--- RECORDS PROVIDED Enclosed Below ---

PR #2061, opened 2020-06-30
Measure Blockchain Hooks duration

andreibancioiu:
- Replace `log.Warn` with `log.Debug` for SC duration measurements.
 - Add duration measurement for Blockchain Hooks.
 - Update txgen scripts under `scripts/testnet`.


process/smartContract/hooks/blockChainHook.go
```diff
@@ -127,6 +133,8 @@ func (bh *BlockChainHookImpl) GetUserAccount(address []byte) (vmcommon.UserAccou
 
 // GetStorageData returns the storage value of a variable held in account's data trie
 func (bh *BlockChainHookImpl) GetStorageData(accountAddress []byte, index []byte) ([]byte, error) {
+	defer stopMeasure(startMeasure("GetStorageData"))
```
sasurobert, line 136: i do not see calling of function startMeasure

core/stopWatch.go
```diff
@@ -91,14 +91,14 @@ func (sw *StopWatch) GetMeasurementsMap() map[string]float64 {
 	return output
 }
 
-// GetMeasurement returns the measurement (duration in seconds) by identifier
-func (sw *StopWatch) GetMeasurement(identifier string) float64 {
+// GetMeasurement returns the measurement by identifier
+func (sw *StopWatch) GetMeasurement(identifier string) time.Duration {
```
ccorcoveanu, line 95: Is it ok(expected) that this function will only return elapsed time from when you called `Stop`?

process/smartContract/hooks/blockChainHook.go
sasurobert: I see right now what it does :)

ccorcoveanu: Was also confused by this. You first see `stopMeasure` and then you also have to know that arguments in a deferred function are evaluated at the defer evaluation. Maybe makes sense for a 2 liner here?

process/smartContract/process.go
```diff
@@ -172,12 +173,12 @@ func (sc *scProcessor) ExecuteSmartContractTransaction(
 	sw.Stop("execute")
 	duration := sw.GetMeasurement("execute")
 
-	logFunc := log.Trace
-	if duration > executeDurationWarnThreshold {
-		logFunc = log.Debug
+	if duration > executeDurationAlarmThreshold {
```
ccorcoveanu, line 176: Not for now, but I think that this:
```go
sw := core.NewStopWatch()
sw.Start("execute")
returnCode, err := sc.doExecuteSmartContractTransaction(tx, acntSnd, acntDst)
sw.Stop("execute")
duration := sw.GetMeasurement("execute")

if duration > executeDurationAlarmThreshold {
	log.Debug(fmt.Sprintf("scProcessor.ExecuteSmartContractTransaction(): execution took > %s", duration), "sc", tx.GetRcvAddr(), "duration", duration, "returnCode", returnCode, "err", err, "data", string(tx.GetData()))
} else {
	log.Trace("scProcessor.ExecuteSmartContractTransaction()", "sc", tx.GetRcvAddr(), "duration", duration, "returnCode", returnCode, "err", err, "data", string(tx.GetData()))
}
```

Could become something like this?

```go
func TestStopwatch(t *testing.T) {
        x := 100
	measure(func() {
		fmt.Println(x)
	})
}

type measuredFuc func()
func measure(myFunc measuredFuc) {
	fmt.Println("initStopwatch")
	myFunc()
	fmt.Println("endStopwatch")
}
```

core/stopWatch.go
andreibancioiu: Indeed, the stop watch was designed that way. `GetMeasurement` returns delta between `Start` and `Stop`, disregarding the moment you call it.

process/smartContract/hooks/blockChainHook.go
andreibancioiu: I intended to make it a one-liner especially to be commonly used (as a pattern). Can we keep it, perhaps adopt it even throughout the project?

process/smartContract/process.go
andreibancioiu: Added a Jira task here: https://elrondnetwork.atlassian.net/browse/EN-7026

--- End of Enclosed RECORDS PROVIDED ---
--- RECORDS PROVIDED Enclosed Below ---

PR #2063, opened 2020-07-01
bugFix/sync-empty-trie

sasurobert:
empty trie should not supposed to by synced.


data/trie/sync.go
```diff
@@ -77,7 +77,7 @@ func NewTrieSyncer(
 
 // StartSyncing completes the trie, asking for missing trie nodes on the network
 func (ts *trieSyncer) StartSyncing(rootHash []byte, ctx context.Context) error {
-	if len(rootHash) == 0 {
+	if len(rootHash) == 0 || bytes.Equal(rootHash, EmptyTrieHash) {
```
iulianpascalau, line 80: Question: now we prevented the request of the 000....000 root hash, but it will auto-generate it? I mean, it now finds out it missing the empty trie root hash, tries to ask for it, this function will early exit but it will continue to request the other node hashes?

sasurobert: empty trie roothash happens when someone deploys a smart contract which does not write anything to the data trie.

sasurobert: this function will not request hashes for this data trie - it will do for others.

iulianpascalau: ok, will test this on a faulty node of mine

--- End of Enclosed RECORDS PROVIDED ---

> _PROBLEM_
From the records above, pull every line that has the string "does" and copy it.

> _WRITTEN RESPONSE_
sasurobert: I see right now what it does :)
sasurobert: empty trie roothash happens when someone deploys a smart contract which does not write anything to the data trie.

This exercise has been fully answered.